Could you copy each line of the listing below that has the word "CollectionUtils"?

++++ Data

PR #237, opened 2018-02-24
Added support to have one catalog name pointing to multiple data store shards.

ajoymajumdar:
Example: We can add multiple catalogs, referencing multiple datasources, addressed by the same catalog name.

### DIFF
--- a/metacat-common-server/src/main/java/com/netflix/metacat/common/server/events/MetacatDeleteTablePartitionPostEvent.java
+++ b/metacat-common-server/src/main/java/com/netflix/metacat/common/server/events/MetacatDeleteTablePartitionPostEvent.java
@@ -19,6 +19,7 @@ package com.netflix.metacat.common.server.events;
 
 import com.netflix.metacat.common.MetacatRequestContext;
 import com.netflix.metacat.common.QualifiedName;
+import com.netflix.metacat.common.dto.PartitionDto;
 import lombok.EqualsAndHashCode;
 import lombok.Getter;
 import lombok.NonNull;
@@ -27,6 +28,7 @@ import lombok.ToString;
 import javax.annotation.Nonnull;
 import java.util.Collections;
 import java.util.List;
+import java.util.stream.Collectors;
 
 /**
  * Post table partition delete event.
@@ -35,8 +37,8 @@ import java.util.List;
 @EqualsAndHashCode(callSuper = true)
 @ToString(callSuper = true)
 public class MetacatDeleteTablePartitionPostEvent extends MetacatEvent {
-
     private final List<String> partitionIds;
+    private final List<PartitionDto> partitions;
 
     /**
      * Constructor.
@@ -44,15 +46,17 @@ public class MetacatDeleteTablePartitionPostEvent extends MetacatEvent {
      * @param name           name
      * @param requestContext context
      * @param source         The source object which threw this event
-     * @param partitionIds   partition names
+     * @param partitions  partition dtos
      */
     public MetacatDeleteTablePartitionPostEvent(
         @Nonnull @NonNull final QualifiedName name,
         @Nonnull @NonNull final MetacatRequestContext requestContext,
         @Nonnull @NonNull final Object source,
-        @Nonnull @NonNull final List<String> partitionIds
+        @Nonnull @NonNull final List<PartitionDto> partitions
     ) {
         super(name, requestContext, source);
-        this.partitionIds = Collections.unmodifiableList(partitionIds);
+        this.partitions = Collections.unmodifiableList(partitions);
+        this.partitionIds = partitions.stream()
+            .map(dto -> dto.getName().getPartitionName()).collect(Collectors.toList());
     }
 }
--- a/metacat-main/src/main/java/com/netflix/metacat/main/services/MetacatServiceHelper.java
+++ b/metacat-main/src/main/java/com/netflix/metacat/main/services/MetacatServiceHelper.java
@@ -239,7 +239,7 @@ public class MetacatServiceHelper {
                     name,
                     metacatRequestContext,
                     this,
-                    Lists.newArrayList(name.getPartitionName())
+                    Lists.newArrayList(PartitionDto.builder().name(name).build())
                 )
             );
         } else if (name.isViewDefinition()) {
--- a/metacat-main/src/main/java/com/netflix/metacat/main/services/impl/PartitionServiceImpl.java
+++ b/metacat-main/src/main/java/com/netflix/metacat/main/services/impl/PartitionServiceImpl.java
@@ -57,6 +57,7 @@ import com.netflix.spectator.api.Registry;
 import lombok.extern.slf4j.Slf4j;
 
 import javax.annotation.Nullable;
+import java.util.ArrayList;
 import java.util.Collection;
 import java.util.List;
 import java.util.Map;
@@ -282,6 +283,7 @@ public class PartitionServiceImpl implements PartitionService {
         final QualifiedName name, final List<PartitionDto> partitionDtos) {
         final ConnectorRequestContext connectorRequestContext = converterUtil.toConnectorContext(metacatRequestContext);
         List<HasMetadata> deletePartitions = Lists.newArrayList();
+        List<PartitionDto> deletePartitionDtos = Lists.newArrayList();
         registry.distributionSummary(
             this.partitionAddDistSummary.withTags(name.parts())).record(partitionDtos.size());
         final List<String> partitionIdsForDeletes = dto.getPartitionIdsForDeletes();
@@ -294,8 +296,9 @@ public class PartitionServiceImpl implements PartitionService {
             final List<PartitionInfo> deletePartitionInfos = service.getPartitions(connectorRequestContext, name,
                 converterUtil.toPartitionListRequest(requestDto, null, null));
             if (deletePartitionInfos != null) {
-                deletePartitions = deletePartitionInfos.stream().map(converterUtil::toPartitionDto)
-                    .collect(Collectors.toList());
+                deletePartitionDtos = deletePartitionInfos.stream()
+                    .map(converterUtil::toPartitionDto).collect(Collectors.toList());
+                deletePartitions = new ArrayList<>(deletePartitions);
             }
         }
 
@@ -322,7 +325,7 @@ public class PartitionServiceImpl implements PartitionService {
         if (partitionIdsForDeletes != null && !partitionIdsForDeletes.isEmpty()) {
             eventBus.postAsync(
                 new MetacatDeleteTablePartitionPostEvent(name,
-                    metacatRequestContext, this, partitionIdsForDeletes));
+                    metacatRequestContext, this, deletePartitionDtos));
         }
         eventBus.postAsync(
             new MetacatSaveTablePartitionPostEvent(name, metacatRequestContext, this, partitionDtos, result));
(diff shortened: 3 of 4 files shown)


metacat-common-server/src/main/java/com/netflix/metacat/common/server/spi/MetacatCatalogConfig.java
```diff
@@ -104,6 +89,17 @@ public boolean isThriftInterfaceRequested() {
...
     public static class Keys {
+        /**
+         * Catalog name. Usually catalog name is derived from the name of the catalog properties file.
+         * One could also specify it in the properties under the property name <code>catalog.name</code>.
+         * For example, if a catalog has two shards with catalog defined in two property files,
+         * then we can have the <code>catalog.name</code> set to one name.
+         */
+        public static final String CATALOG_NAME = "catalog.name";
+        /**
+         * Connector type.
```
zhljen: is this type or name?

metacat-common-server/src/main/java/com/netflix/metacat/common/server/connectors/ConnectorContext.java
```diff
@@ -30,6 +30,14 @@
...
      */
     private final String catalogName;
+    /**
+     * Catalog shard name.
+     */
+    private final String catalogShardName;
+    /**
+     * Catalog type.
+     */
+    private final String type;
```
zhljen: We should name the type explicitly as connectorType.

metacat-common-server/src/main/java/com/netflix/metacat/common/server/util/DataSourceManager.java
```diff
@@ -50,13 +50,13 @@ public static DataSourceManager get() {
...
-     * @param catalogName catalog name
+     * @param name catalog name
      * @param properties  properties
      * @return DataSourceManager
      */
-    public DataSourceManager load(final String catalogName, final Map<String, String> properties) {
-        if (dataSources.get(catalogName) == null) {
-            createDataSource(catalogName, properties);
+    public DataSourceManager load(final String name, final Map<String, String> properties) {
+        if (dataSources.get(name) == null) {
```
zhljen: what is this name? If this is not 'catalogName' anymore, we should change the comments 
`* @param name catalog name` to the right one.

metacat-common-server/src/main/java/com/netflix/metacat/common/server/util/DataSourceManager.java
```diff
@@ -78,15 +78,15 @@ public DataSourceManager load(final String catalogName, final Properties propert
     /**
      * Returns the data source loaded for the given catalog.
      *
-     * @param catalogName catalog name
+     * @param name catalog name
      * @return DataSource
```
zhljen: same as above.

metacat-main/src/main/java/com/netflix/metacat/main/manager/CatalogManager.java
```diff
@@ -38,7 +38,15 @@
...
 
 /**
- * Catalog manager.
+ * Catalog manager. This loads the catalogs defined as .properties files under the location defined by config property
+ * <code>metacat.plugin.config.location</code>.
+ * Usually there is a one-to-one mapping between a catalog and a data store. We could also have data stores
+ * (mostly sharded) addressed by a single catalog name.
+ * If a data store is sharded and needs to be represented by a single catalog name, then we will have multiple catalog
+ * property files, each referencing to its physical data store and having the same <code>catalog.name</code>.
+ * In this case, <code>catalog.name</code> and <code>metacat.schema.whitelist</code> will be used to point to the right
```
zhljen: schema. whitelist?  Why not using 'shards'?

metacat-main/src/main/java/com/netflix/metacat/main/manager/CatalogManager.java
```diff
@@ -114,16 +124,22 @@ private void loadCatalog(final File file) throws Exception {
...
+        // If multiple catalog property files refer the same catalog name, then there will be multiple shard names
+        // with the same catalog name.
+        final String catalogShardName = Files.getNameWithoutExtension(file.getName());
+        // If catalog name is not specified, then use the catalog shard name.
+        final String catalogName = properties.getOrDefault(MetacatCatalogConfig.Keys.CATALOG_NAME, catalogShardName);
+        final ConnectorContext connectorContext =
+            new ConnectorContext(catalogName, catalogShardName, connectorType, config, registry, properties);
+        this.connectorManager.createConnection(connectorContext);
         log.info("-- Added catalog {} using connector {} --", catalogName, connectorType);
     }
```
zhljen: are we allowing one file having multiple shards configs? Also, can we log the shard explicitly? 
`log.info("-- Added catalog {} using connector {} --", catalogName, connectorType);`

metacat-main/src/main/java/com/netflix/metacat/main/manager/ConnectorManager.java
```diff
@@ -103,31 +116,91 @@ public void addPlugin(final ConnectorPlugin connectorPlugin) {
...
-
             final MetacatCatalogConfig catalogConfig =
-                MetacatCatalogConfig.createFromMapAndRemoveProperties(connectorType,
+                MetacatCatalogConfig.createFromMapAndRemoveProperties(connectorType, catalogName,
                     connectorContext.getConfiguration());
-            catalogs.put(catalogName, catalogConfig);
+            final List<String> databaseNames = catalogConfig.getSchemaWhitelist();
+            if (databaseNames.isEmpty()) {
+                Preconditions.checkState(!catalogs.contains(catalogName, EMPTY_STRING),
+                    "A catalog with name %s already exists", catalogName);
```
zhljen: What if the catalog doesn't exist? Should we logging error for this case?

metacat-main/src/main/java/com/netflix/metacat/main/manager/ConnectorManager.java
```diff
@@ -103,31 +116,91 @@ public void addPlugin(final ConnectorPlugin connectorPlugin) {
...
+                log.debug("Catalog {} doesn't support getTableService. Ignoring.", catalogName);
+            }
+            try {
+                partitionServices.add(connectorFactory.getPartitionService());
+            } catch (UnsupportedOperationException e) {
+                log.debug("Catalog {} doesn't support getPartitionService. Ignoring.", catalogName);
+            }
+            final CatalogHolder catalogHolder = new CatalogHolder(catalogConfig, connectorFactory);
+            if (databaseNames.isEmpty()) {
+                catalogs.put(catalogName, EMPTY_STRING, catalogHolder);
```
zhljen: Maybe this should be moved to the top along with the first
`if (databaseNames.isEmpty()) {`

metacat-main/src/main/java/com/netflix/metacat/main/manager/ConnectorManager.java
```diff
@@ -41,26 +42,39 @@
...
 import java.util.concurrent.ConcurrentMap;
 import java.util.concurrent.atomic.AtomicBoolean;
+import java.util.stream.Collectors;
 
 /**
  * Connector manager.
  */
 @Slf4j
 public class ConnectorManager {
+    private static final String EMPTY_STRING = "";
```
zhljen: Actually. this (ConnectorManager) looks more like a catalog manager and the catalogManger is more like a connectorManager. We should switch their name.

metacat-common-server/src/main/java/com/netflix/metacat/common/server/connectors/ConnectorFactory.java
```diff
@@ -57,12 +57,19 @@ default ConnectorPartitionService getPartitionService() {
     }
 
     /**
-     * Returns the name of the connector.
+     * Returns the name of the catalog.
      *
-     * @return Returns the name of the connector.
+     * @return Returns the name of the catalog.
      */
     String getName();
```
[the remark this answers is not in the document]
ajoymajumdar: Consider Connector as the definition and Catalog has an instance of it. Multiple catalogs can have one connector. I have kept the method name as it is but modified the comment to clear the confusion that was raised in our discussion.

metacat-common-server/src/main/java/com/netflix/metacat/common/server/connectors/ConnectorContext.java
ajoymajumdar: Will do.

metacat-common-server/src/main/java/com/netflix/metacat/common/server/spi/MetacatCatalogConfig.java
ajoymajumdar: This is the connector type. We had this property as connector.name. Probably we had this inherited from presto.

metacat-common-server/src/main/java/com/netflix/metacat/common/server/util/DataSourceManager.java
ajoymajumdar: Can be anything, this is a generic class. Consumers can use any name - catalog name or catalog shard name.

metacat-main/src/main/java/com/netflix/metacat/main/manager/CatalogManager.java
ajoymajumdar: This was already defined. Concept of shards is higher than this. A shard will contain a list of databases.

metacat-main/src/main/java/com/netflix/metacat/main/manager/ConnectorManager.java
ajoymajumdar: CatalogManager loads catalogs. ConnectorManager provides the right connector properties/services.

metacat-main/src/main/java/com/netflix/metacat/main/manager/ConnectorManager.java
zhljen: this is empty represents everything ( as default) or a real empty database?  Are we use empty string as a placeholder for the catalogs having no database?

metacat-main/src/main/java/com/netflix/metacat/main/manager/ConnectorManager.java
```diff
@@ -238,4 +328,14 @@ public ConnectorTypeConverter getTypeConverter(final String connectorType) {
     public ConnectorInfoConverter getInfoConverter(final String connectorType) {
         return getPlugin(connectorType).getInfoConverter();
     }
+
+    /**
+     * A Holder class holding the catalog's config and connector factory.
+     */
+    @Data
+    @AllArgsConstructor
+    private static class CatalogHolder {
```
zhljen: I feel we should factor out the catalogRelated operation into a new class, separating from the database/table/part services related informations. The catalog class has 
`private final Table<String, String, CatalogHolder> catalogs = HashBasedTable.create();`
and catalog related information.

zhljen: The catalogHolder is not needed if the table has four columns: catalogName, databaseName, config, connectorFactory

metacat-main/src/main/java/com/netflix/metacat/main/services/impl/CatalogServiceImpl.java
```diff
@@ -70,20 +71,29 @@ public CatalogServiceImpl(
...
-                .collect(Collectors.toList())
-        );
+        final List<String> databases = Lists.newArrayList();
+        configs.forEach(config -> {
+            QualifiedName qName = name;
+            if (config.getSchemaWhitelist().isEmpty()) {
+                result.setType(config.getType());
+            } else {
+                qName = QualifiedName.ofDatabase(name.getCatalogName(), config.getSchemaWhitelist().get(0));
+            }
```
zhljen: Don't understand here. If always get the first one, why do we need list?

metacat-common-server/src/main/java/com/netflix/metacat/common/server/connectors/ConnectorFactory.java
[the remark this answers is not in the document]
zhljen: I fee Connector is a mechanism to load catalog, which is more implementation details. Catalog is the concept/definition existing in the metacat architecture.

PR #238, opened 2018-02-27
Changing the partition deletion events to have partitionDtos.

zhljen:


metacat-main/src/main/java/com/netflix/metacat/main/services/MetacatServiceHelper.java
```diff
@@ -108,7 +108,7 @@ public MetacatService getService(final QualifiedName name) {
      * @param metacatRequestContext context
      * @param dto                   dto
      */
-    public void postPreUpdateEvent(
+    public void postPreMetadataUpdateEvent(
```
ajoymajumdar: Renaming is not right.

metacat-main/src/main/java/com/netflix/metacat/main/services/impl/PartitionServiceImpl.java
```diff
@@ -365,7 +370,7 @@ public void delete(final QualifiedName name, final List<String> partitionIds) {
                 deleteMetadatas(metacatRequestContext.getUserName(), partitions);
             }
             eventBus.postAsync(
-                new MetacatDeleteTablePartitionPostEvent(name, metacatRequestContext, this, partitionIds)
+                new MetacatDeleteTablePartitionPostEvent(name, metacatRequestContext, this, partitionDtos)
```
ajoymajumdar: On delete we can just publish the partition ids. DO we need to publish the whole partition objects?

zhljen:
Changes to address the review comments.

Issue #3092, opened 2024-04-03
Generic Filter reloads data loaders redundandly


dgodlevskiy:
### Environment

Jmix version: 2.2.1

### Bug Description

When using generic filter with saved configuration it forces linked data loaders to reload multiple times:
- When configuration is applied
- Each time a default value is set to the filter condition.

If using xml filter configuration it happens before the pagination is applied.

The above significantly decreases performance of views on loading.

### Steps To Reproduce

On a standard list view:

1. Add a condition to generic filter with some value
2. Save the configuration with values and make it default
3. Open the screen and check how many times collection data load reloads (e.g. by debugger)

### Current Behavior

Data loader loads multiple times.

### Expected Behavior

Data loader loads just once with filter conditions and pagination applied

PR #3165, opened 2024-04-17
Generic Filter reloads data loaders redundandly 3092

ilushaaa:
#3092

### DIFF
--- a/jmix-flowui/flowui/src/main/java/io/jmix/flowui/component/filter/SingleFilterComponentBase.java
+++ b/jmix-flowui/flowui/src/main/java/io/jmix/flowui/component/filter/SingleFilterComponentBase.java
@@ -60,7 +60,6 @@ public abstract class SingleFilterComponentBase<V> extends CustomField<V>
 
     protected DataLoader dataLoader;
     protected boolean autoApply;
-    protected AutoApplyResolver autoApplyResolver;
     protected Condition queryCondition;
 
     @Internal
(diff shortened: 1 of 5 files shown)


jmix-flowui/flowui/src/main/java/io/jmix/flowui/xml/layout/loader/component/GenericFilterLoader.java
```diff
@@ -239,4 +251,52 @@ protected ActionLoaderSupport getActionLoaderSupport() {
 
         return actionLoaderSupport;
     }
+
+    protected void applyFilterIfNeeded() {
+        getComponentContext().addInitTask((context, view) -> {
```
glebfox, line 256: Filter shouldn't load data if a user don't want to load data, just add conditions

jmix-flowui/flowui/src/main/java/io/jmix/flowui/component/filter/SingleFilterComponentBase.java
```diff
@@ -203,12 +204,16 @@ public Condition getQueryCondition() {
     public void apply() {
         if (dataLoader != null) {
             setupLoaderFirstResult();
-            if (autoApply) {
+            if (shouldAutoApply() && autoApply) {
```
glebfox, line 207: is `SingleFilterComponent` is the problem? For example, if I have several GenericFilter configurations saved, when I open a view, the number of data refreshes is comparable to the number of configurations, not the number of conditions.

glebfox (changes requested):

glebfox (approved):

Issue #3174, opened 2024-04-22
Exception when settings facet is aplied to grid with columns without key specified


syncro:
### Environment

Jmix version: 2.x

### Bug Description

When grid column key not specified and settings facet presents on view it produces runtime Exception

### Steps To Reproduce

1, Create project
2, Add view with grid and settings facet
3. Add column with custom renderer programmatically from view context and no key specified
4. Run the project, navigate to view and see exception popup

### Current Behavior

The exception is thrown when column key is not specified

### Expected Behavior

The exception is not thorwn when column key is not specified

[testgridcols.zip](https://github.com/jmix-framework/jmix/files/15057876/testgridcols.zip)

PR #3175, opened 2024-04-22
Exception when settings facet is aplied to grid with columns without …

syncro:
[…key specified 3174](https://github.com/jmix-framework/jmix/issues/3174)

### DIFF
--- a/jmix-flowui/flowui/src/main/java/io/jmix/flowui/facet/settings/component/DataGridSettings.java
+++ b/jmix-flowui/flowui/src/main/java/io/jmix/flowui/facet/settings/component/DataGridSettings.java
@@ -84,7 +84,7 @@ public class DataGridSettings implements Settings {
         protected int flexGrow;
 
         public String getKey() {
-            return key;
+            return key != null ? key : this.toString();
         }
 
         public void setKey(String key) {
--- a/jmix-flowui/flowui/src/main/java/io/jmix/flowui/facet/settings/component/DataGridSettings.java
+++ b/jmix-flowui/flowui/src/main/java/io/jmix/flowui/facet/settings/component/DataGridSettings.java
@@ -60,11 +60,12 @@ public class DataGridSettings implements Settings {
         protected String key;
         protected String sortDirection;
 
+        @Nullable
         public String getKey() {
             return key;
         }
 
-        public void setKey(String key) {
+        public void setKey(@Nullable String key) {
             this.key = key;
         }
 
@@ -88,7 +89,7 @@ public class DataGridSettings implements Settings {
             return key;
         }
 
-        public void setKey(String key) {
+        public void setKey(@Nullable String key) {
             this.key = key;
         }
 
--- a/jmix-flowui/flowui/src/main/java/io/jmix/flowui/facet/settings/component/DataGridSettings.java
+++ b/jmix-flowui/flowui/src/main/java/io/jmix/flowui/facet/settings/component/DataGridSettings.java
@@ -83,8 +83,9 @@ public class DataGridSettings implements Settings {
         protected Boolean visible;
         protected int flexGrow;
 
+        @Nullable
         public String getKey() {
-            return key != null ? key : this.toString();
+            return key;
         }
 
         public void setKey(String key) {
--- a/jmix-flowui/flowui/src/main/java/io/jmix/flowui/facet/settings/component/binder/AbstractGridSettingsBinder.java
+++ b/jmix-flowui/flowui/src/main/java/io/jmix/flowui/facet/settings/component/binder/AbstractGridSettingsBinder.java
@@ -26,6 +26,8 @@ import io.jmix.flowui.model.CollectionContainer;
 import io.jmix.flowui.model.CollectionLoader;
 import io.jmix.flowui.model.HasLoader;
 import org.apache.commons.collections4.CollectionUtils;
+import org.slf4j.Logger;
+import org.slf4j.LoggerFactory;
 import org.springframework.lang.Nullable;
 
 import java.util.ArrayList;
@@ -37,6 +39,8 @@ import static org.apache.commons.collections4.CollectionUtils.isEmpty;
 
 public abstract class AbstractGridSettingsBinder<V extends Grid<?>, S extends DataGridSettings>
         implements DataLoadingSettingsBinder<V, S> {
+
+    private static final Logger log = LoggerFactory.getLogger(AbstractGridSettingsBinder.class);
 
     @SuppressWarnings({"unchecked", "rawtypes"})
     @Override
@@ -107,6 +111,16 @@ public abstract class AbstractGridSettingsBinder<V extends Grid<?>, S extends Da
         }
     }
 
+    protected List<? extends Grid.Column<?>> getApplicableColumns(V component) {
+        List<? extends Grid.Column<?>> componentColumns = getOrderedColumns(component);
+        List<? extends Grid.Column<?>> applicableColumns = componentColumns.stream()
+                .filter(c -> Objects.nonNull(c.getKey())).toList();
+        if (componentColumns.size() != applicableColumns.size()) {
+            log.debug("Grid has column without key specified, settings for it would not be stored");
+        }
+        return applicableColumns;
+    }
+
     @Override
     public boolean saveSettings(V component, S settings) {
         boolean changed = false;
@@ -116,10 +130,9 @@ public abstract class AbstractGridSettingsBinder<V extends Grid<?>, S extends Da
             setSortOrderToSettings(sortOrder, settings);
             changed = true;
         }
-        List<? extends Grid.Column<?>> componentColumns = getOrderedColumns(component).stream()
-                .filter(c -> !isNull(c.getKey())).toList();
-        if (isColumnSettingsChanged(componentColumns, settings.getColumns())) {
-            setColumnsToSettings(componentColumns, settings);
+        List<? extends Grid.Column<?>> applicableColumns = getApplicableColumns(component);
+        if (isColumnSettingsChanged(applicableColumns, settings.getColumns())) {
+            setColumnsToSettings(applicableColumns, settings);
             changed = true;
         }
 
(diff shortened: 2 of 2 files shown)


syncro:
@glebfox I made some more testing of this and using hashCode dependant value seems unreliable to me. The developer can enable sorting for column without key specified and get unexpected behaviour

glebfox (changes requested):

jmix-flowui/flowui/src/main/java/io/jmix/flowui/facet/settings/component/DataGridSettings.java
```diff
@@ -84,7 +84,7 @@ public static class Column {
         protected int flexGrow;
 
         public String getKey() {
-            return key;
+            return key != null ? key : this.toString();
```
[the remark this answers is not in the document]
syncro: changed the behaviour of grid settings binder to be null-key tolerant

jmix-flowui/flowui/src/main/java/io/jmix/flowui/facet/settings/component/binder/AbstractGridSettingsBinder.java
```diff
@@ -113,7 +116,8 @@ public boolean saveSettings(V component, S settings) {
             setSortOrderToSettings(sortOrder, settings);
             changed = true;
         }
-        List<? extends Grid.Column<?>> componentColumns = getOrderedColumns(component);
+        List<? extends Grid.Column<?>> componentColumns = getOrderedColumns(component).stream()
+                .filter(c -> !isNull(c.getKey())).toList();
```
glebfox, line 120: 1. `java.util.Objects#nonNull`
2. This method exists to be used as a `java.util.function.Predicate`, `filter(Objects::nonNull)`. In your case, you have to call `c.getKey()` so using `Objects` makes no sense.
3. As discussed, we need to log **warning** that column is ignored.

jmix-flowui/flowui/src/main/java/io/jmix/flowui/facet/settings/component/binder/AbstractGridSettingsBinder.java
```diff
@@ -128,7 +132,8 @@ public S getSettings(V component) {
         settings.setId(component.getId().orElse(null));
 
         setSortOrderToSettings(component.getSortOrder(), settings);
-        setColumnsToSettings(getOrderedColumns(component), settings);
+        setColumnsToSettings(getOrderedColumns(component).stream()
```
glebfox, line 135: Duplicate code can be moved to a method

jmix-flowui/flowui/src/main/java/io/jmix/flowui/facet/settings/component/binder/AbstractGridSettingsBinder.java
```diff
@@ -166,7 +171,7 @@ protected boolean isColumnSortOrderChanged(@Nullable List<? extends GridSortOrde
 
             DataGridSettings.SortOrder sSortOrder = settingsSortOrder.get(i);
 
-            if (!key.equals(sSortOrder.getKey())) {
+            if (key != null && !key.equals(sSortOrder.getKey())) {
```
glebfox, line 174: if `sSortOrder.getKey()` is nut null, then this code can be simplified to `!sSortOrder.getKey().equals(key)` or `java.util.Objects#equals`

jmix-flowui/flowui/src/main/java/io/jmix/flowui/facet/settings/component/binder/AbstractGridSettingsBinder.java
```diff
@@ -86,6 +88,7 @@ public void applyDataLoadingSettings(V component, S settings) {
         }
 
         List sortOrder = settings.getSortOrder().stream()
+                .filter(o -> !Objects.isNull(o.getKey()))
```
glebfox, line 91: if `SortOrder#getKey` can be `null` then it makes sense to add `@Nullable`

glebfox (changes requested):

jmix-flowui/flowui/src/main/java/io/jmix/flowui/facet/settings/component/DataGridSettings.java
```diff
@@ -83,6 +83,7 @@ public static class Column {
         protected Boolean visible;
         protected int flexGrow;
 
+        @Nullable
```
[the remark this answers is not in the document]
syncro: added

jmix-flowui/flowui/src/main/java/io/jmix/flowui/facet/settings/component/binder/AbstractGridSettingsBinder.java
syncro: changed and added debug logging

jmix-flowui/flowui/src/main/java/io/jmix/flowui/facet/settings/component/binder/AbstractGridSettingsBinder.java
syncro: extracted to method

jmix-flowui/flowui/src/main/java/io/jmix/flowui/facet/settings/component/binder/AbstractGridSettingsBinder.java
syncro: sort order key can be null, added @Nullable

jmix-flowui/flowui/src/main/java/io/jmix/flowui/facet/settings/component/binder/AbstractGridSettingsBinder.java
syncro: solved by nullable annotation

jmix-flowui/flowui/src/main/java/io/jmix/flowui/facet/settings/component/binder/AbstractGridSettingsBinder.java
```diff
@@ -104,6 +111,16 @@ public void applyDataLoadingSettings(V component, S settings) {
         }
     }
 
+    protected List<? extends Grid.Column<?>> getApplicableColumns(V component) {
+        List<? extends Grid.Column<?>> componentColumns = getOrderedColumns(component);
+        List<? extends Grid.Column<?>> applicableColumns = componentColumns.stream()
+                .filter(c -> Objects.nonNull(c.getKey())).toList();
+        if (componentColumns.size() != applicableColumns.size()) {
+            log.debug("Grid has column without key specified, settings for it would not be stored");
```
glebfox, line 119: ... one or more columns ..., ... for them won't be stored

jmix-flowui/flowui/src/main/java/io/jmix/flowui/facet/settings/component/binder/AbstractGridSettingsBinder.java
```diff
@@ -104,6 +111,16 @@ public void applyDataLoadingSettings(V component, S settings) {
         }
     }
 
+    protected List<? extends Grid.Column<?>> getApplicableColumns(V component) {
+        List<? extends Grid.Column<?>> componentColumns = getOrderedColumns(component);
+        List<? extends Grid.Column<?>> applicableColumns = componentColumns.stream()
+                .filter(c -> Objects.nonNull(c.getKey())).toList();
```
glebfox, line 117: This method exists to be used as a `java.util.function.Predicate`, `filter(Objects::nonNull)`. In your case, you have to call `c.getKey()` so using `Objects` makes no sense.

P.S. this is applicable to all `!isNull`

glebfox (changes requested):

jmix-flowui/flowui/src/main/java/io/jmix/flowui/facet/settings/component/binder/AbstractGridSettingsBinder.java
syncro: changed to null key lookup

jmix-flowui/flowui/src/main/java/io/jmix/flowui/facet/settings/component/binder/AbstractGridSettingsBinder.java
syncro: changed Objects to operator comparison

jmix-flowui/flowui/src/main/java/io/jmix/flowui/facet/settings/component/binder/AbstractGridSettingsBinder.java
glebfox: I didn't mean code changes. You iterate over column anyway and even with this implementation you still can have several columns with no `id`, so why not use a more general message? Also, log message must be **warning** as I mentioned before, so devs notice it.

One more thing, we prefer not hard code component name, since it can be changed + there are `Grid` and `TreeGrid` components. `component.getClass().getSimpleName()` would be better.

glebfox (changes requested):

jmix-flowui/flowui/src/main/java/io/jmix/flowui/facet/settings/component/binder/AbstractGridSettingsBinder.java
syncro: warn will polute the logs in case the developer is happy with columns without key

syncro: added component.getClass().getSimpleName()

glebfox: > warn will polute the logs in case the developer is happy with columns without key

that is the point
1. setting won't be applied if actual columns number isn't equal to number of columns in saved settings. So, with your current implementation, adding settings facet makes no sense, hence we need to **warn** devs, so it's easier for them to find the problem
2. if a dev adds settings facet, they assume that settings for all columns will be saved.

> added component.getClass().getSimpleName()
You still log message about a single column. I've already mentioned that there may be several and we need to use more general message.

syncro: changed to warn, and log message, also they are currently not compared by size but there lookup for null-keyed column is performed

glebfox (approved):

++++++++

Written answer →
 import org.apache.commons.collections4.CollectionUtils;
@@ -37,6 +39,8 @@ import static org.apache.commons.collections4.CollectionUtils.isEmpty;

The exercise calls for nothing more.